Each line from the one that includes "(diff shortened: 1 of 5 files shown)" to the last line of the data below should be set down exactly; no other lines are wanted.

:::

PR #1676, opened 2024-03-29
Fix - Update MediaRelationManager

lguichard:
This PR cleaning the code, add translation and limit the name of file that fix edit view.

I moved into the new class ManageMediasRelatedRecords to avoid duplicate code.


packages/admin/src/Filament/Resources/CollectionResource/Pages/ManageCollectionMedia.php
```diff
@@ -2,56 +2,10 @@
...
     protected static string $resource = CollectionResource::class;
-
-    protected static string $relationship = 'media';
-
-    public function getTitle(): string
-    {
-        return __('lunarpanel::collection.pages.media.label');
-    }
-
-    public function getBreadcrumbs(): array
```
alecritson, line 22: Looks like the breadcrumbs got caught up in the purge, collections have slightly different logic for theirs so would need to be kept in tact :)

lguichard: @alecritson Fixed

glennjacobs (approved):

PR #1685, opened 2024-04-05
Laravel 11 Compatibility

glennjacobs:
Support Laravel 11

- [x] CHORE - Check all `->change()` migration entries.
- [ ] Create an issue to update nestedset package once a release has been tagged.

### DIFF
--- a/composer.json
+++ b/composer.json
@@ -41,7 +41,7 @@
         "laravel/pint": "1.13.1",
         "mockery/mockery": "^1.4.4",
         "nunomaduro/larastan": "^2.0",
-        "orchestra/testbench": "^8.0",
+        "orchestra/testbench": "^8.0|^9.0",
         "pestphp/pest": "^2.0",
         "pestphp/pest-plugin-laravel": "^2.0",
         "symplify/monorepo-builder": "^10.0"
--- a/composer.json
+++ b/composer.json
@@ -1,5 +1,5 @@
 {
-    "name": "lunarphp/monorepo",
+    "name": "lunarphp/lunar",
     "description": "Lunar Monorepo",
     "license": "MIT",
     "authors": [
--- a/composer.json
+++ b/composer.json
@@ -58,18 +58,9 @@
             "Lunar\\Database\\Factories\\": "packages/core/database/factories",
             "Lunar\\Database\\Seeders\\": "packages/core/database/seeders",
             "Lunar\\Database\\State\\": "packages/core/database/state",
-            "Lunar\\Meilisearch\\": [
-                "packages/meilisearch/src",
-                "packages/meilisearch/src/"
-            ],
-            "Lunar\\Opayo\\": [
-                "packages/opayo/src",
-                "packages/opayo/src/"
-            ],
-            "Lunar\\Paypal\\": [
-                "packages/paypal/src",
-                "packages/paypal/src/"
-            ],
+            "Lunar\\Meilisearch\\": "packages/meilisearch/src/",
+            "Lunar\\Opayo\\": "packages/opayo/src/",
+            "Lunar\\Paypal\\": "packages/paypal/src/",
             "Lunar\\Shipping\\": "packages/table-rate-shipping/src",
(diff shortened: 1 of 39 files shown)


composer.json
```diff
@@ -57,6 +58,10 @@
             "Lunar\\Database\\Factories\\": "packages/core/database/factories",
             "Lunar\\Database\\Seeders\\": "packages/core/database/seeders",
             "Lunar\\Database\\State\\": "packages/core/database/state",
+            "Lunar\\Meilisearch\\": [
```
alecritson: Some weird duplication here.

packages/admin/database/migrations/2023_05_31_100000_create_permission_tables.php
```diff
@@ -25,111 +24,94 @@ public function up()
...
         }
 
-        if (! Schema::hasTable($tableNames['permissions'])) {
-            Schema::create($tableNames['permissions'], function (Blueprint $table) {
-                $table->bigIncrements('id'); // permission id
-                $table->string('name');       // For MySQL 8.0 use string('name', 125);
-                $table->string('guard_name'); // For MySQL 8.0 use string('guard_name', 125);
-                $table->timestamps();
-
+        Schema::create($tableNames['permissions'], function (Blueprint $table) {
```
alecritson: Is there a reason for removing the `hasTable` check?

packages/core/database/migrations/2022_01_12_100000_add_columns_to_attributes_table.php
```diff
@@ -18,6 +18,8 @@ public function up()
     public function down()
     {
         Schema::table($this->prefix.'attributes', function (Blueprint $table) {
+            $table->dropIndex($this->prefix.'attributes_searchable_index');
```
alecritson: Rather than having to specify the full index name, would it not be nicer to pass as an array.

```php
$table->dropIndex(['searchable']);
```

https://laravel.com/docs/11.x/migrations#dropping-indexes

packages/admin/database/migrations/2023_05_31_100000_create_permission_tables.php
glennjacobs: This is a copy/paste job from the Spatie package, it's not my code.

packages/core/database/migrations/2022_01_12_100000_add_columns_to_attributes_table.php
glennjacobs: I tried that, but it didn't like it.

composer.json
glennjacobs: Weird!

glennjacobs: That should be sorted now.

packages/admin/database/migrations/2023_05_31_100000_create_permission_tables.php
glennjacobs: Do we need that check? Was it something we added?

packages/core/database/migrations/2022_01_12_100000_add_columns_to_attributes_table.php
glennjacobs: Actually, maybe I didn't use the array syntax. I'll try it again,

packages/admin/database/migrations/2023_05_31_100000_create_permission_tables.php
alecritson: Looks like it was there from the start, I think it's in the event the developer also publishes the media library migrations there's a potential conflict there.

packages/core/database/migrations/2022_01_12_100000_add_columns_to_attributes_table.php
glennjacobs: Should be sorted now.

packages/admin/database/migrations/2023_05_31_100000_create_permission_tables.php
glennjacobs: Added it back in.

alecritson (dismissed):

PR #1688, opened 2024-04-10
[1.x] Remove `nunomaduro/larastan`

whoami15:
This PR removes `nunomaduro/larastan` from dependencies. The package `larastan/larastan` is now being used instead.

### DIFF
--- a/composer.json
+++ b/composer.json
@@ -39,7 +39,6 @@
         "larastan/larastan": "^2.9",
         "laravel/pint": "1.13.1",
         "mockery/mockery": "^1.4.4",
-        "nunomaduro/larastan": "^2.0",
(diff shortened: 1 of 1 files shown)


alecritson (approved):

adevade:
@alecritson This gets added automatically by the `monorepo-builder.php` script. What's the difference between the packages defined in there and the ones defined directly in `composer.json`?

glennjacobs:
> @alecritson This gets added automatically by the `monorepo-builder.php` script. What's the difference between the packages defined in there and the ones defined directly in `composer.json`?

@alecritson this looks like a mistake. It should have been updated here https://github.com/lunarphp/lunar/blob/1.x/monorepo-builder.php#L44

PR #1691, opened 2024-04-11
Disable certain attribute fields when editing

### LINKED ISSUE #1655: Error when saving a product with a `Lunar\FrieldTypes\TranslatedText` attribute
- Lunar version: 1.0.0-alpha.7
- Laravel Version: 10.48.3
- PHP Version: 8.1.27
- Database Driver & Version: MySql 8

### Expected Behaviour:
Save your product and the data is saved

### Actual Behaviour:
When you save the product you get an error

### Steps To Reproduce:
Add an Attribute Group with an attribute of type `Lunar\FrieldTypes\TranslatedText` to a product type.

Try to save the product.

You get the error

`Lunar\FieldTypes\TranslatedText value must be a collection.`

### Additional info:

I think the error occurs since this fix but I'm not sure: https://github.com/lunarphp/lunar/pull/1639

Looks like I'm not able to save the description field either, but there's no error.

image

alecritson:
The hub doesn't really support the changing of certain attribute columns once hey have been created. This is because it's hard to keep the `attribute_data` in sync with what the new fieldtype might require, leading to quite an overhead for something seemingly simple.

This PR will disable the `handle` and `type` columns when editing an attribute to preserve and prevent data issues. If a developer needs to change the fieldtype then it should be done in a migration or similar so that appropriate steps can be taken to ensure the data is migrated properly.

As a side effect this should close #1655


wychoong:
this might not solve the issue of changed attribute type.
for example, if the user is using the panel purely, and created a TranslatedText attribute `summary`, and later on deleted it, and created new TextField with the same handle `summary`. It essentially is the same of changing the attribute type, and the form is generated as TextField input but the data is cast/hydrated as TranslatedText

probably should add a checker/validate in `formatStateUsing` to nullify it if the type is different
https://github.com/lunarphp/lunar/blob/25bf71f927460a8329a45082bc6f5bd5690706d9/packages/admin/src/Support/Forms/AttributeData.php#L54

if adding a new method to FieldTypes, maybe we can have a sort of transformer to handle a basic conversion like "text field value" -> ['en' => "text field value"] and vice versa

glennjacobs:
> this might not solve the issue of changed attribute type. for example, if the user is using the panel purely, and created a TranslatedText attribute `summary`, and later on deleted it, and created new TextField with the same handle `summary`. It essentially is the same of changing the attribute type, and the form is generated as TextField input but the data is cast/hydrated as TranslatedText
> 
> probably should add a checker/validate in `formatStateUsing` to nullify it if the type is different
> 
> https://github.com/lunarphp/lunar/blob/25bf71f927460a8329a45082bc6f5bd5690706d9/packages/admin/src/Support/Forms/AttributeData.php#L54
> 
> if adding a new method to FieldTypes, maybe we can have a sort of transformer to handle a basic conversion like "text field value" -> ['en' => "text field value"] and vice versa

This is very true. @alecritson I think we need to consider this.

glennjacobs (changes requested):
See comments made.

alecritson:
@wychoong I've pushed up a couple of tweaks based on what I think you mean. As for changing the format of the data from one to the other I think that's out the scope of what this will be trying to do. We have spoke about it in the past and I think migrating data based on whether a fieldtype changes should be it's own unit of work with it's own considerations. 🤔

wychoong:
> @wychoong I've pushed up a couple of tweaks based on what I think you mean. As for changing the format of the data from one to the other I think that's out the scope of what this will be trying to do. We have spoke about it in the past and I think migrating data based on whether a fieldtype changes should be it's own unit of work with it's own considerations. 🤔

Yup, looks good. Maybe handling for Text and Translated can be included, seems common enough scenario

glennjacobs:
@alecritson I'm not sure if this is my install or the PR, but the below is what I'm seeing. I don't see values for handle or type and I can barely see the toggles.

image

alecritson:
> @alecritson I'm not sure if this is my install or the PR, but the below is what I'm seeing. I don't see values for handle or type and I can barely see the toggles.
> 
> image

This is what I see, can you check your install.
image

glennjacobs (approved):

PR #1695, opened 2024-04-15
Lock DOMPDF to `^2.0.7`

alecritson:
There is a current issue on DOMPDF 2.0.5 https://github.com/dompdf/dompdf/issues/3434

This PR Locks the version to one patch version behind the latest until it's fixed.

### DIFF
--- a/composer.json
+++ b/composer.json
@@ -11,7 +11,7 @@
     "require": {
         "awcodes/shout": "^2.0.2",
         "barryvdh/laravel-dompdf": "^2.0",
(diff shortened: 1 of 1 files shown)


alecritson:
Ok recommendation is to lock to `2.0.4` currently or upgrade, since we don't really have control over this too much lets lock.

glennjacobs:
@alecritson changing to `^2.0.7` should fix it I believe

glennjacobs (approved):

PR #1699, opened 2024-04-16
Trigger searchable when records are updated.

alecritson:
There are numerous places in the panel, like relationship managers, which don't trigger it's owner record's Observers and as a consequence  it's not always clear if a searchable record has been updated on the index.

Whilst the use of observers will still work this PR looks to also hook into various `after` triggers in the panel to manually call `searchable` on the affected model.


glennjacobs:
@alecritson I think we should be putting events into the admin panel and then listening to them for functionality like this.

glennjacobs (approved):

PR #1704, opened 2024-04-20
Fix - Prevent bulk delete action on resources with childs

### LINKED ISSUE #1559: Deleting a collection with child collections causes an error
We need to update the admin panel to disable deleting of collections that have child collections.

lguichard:


alecritson:
Thanks @lguichard the only issue I can potentially see with this is calling the relationship like `->attributes->count()` is going to lazy load them for each row which is going to result in quite a lot of heavy queries potentially.

Would it be more efficient to modify the query and load the count like `$query->withCount(['attributes'])` and then change the check to `->attributes_count` instead?

lguichard:
@alecritson Thanks for the feedback. It was so obvious that I forgot it 😵‍💫

alecritson:
> @alecritson Thanks for the feedback. It was so obvious that I forgot it 😵‍💫

Thanks @lguichard I've made one little tweak to the statement logic, hopefully that's alright and makes sense :)

glennjacobs:
@lguichard @alecritson I do agree we have an issue here that needs to be resolved, but the fundamental issue I can see here is that by turning off the bulk update checkbox, we'll not be able to do other bulk updates in the future. I think we need to look at a different approach and we also need to look at the delete buttons on the individual edit pages.

glennjacobs (changes requested):
See comments made.

alecritson:
Thanks for this @lguichard. I'm going to close this PR for now as after some discussion, we are going to take a wider look at deleting across Lunar and address some other concerns that have come up.

PR #1709, opened 2024-04-25
Fix - Cart bottleneck

lguichard:
The CartSessionManager must be cache the cart instance. 

Currently, the CartSession::current generate n+1 query.


alecritson:
Thanks @lguichard Do you think we could simplify this and remove some a duplicated `if` by doing

```php
$this->cart = $this->cart ?: Cart::with(
)->find($cartId);
```

lguichard:
@alecritson Oups ! In the future I will pay more attention to the style code =)

alecritson (approved):

PR #1718, opened 2024-04-30
Handle cart line update validation

alecritson:
Currently when validating the quantity when updating cart lines, we don't pass the purchasable so most of the validation actually gets skipped. This PR tries to handle if the purchasable is missing and act accordingly.


glennjacobs:
I feel like we should have a test for this, as it's the cart logic.

glennjacobs (approved):

PR #1727, opened 2024-05-07
Fixed hardcoded navigation group

ThorNissen:
Fixed hardcoded navigation group


alecritson:
@glennjacobs Do you think this should be looked at on a wider scope, I feel like #1760 is part of this?

glennjacobs:
> @glennjacobs Do you think this should be looked at on a wider scope, I feel like #1760 is part of this?

I would just get this one in, then handle the other issue with a separate PR.

alecritson (approved):

PR #1729, opened 2024-05-08
Fix observer namespace for shipping observer

alecritson:
Currently the observer registered in the shipping service provider has the wrong namespace.


glennjacobs:
@alecritson I guess that happened pre-Larastan.

Do we need to be fixing old data?

glennjacobs (approved):

PR #343, opened 2022-11-24
fix: local externalTrafficPolicy access error

### LINKED ISSUE #341: Cannot connect to nodeport from inside the cluster while externalTrafficPolicy is Local
Bug Report
---

Type: *bug report*

### What happened
For a nodeport svc (endpoints are overlay pods), the externalTrafficPolicy of which is `Local`, the svc port of node (endpoints does exist on the node) cannot be accessed from other nodes inside the cluster (always timeout).

This kind of traffic should be successed.

### Environment
- hybridnet version: v0.7.5
- OS (e.g. `cat /etc/os-release`): CentOS 8
- Kernel (e.g. `uname -a`):
- Kubernetes version: 1.20
- Install tools:
- Others:

hhyasdf:
Pull Request Description
---

Fix #341 

### Describe how you did it
Add iptables rules to bypass marking the traffic of "local externalTrafficPolicy".

### Special notes for reviews

### DIFF
--- a/pkg/daemon/iptables/iptables.go
+++ b/pkg/daemon/iptables/iptables.go
@@ -45,7 +45,8 @@ const (
 	ChainHybridnetForward     = CustomChainPrefix + "FORWARD"
 	ChainHybridnetPreRouting  = CustomChainPrefix + "PREROUTING"
 
-	ChainHybridnetFromRuleSkip = CustomChainPrefix + "FROM-RULE-SKIP"
+	ChainHybridnetFromRuleSkip         = CustomChainPrefix + "FROM-RULE-SKIP"
+	ChainHybridnetPodToNodeTrafficMark = CustomChainPrefix + "POD-TO-NODE-MARK"
 
 	HybridnetOverlayNetSetName  = "HYBRIDNET-OVERLAY-NET"
 	HybridnetAllIPSetName       = "HYBRIDNET-ALL"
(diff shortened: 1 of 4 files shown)


pkg/daemon/iptables/iptables.go
```diff
@@ -428,16 +441,33 @@ func generateVxlanFilterRuleSpec(vxlanIf, allIPSet string, protocol Protocol) []
...
+
+func generatePodToNodeMarkRuleSpec() []string {
+	return []string{"-A", ChainHybridnetPodToNodeTrafficMark, "-m", "comment", "--comment", `"do pod -> node traffic mark"`,
 		"-j", "MARK", "--set-xmark", fmt.Sprintf("%s/%s", PodToNodeBackTrafficMarkString, PodToNodeBackTrafficMarkString),
 	}
 }
 
+// if pod -> node traffic is for svc with "externalTrafficPolicy: Local" do not mark it as overlay
+// TODO: this need to be retained if we use node ip routes to build the pod -> node traffic
+func generateLocalDNATedSkipRuleSpec(localNodeIP net.IP) []string {
```
mars1024, line 464: why not use ipset for local node IPs? maybe we can squash several rules into one

hhyasdf: Because ipset can only be used to match destination or source for a packet, it cannot be used together with `--ctorigdst` function.

mars1024 (approved):
/lgtm

PR #353, opened 2022-12-28
handle terminating stateful or vm pods with no owner reference

sjtufl:
Pull Request Description
---

It is possible that stateful (or vm) pod's owner reference is removed by generic garbage collection controller during fore-terminating phase, and we ought to allow pod controller to handle such kind of pods as long as they got ip-allocated finalizer.

NONE

### Describe how you did it
When handling terminating pods with no owner reference, fall back to looking up owner reference on corresponding IPInstances. If still got no owner reference, just remove pod's finalizer (which should be safe) and end this reconciliation.

### Special notes for reviews

### DIFF
--- a/pkg/controllers/networking/pod_controller.go
+++ b/pkg/controllers/networking/pod_controller.go
@@ -111,7 +111,36 @@ func (r *PodReconciler) Reconcile(ctx context.Context, req ctrl.Request) (result
 	}
 
 	if pod.DeletionTimestamp != nil {
-		if strategy.OwnByStatefulWorkload(pod) {
+		var ownedObj client.Object = pod
+
+		// For terminating pods with no controller owner reference, try to get
+		// owner reference from ip instance.
+		if metav1.GetControllerOf(pod) == nil {
+			var ipInstanceList = &networkingv1.IPInstanceList{}
+			if err = r.List(ctx, ipInstanceList,
+				client.MatchingLabels{constants.LabelPod: pod.Name},
+				client.InNamespace(pod.Namespace),
+			); err != nil {
+				return ctrl.Result{}, wrapError("failed to list ip instance for pod", err)
+			}
+			for i := range ipInstanceList.Items {
+				ipInstance := &ipInstanceList.Items[i]
+				if !ipInstance.DeletionTimestamp.IsZero() {
+					continue
+				}
+				if metav1.GetControllerOf(ipInstance) != nil {
+					ownedObj = ipInstance.DeepCopy()
+					break
+				}
+			}
+
+			// If we still cannot find owner ref on all related ip instances, just remove pod finalizer.
+			if metav1.GetControllerOf(ownedObj) == nil {
+				return ctrl.Result{}, wrapError("unable to remove finalizer", r.removeFinalizer(ctx, pod))
+			}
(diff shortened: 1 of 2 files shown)


pkg/controllers/networking/pod_controller.go
```diff
@@ -120,7 +148,7 @@ func (r *PodReconciler) Reconcile(ctx context.Context, req ctrl.Request) (result
 
 		if feature.VMIPRetainEnabled() {
 			// TODO: use APIReader to get VM/VMI object, because watch v1.VirtualMachine and v1.VirtualMachineInstance will always get errors
-			if isVMPod, vmName, _, err := strategy.OwnByVirtualMachine(ctx, pod, r.APIReader); isVMPod {
+			if isVMPod, vmName, _, err := strategy.OwnByVirtualMachine(ctx, ownedObj, r.APIReader); isVMPod {
```
hhyasdf, line 151: `strategy.OwnByVirtualMachine` should not be used to IPInstance, because IPInstance will be owned by VM but Pod will be owned by VMI (and VMI is owned by VM).

pkg/controllers/networking/pod_controller.go
```diff
@@ -739,10 +767,17 @@ func (r *PodReconciler) SetupWithManager(mgr ctrl.Manager) (err error) {
...
+					// phase, so we allow handling such kind of pods as long as
+					// they got ip allocated finalizer.
+					withNoControllerOwnerRef := metav1.GetControllerOf(pod) == nil &&
+						controllerutil.ContainsFinalizer(pod, constants.FinalizerIPAllocated)
+
 					ownByVMI, _ := strategy.OwnByVirtualMachineInstance(pod)
 
 					// terminating pods owned by stateful workloads and VMs should be processed for IP reservation
-					return strategy.OwnByStatefulWorkload(pod) || ownByVMI
+					return strategy.OwnByStatefulWorkload(pod) || ownByVMI || withNoControllerOwnerRef
```
mars1024, line 780: could you use lazy-judgment here to save some CPU?

pkg/controllers/networking/pod_controller.go
sjtufl: Refactored `strategy.OwnByVirtualMachine` a bit to handle directly and indirectly owned relationship.

pkg/controllers/networking/pod_controller.go
```diff
@@ -111,7 +111,35 @@ func (r *PodReconciler) Reconcile(ctx context.Context, req ctrl.Request) (result
...
+					continue
+				}
+				if metav1.GetControllerOf(ipInstance) != nil {
+					ownedObj = ipInstance.DeepCopy()
+					break
+				}
+			}
+		}
+		// If we cannot find owner ref on pod nor ip instance, just remove pod finalizer.
+		if metav1.GetControllerOf(ownedObj) == nil {
```
mars1024, line 138: this judgement can only be false when `metav1.GetControllerOf(pod) == nil`, so these three lines should be moved inside the judgement section above.

hhyasdf (approved):
/lgtm

mars1024 (approved):
/lgtm

PR #358, opened 2023-01-31
chart: remove useless volume and add nodeSelector parameters

hhyasdf:
Pull Request Description
---

### Describe what this PR does / why we need it
1. Remove the useless hostPath `/var/run/` volume.
2. Add nodeSelector parameters in chart to make them configurable.
3. Release v0.5.11 chart.

### Special notes for reviews

PR #361, opened 2023-02-08
chart: mount /var/run/netns for containerd

hhyasdf:
Pull Request Description
---

`/var/run` hostPath volume was removed in #358 , this breaks pod's creation in containerd evironments. We need `/var/run/netns` to find netns for containerd Pods.

### Special notes for reviews


mars1024 (approved):
/lgtm

PR #366, opened 2023-02-21
fix: ipv6 subnet capacity calculation error because of int64 overflow

### LINKED ISSUE #357: Int64 will cause OutOfRange
https://github.com/alibaba/hybridnet/blob/34d622bacee76aab83b2ebdf7acd923fc0aa5175/pkg/utils/cidr.go#L76

Ipv6 address is 128bits, but 64bits of Int64, considering this circumstances
```
a := net.ParseIP("2001:db8:acad:3::101")
b := net.ParseIP("2001:db8:acad:3:ffff:ffff:ffff:fffe")
out := Capacity(a, b) // out is -258
```

then in subnet webhook, validating will pass. An over ranged subnet will be created, and causing OOM when  loading IPs of subnet into ipslce by the following code
```
//  /pkg/ipam/types/subnet.go Line 286

	// generate valid Available IP Slice
	s.AvailableIPs = NewIPSlice()
	for i := s.Start; utils.Cmp(i, s.End) <= 0; i = utils.NextIP(i) {
		if !s.Contains(i) {
			continue
		}
		// ignore reserved ip
		if s.IsReservedIP(i.String()) {
			continue
		}
		s.AvailableIPs.Add(i.String(), i.Equal(s.LastAllocatedIP))
	}
```

hhyasdf:
Pull Request Description
---

To correct the calculation of ipv6 subnet capacity.

Fix #357 

### Special notes for reviews

### DIFF
--- a/pkg/apis/networking/v1/utils.go
+++ b/pkg/apis/networking/v1/utils.go
@@ -19,6 +19,7 @@ package v1
 import (
 	"fmt"
 	"math"
+	"math/big"
 	"net"
 	"strconv"
 	"strings"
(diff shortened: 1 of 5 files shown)


mars1024 (approved):
/lgtm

:::

EXERCISE RESPONSE —
(diff shortened: 1 of 5 files shown)


mars1024 (approved):
/lgtm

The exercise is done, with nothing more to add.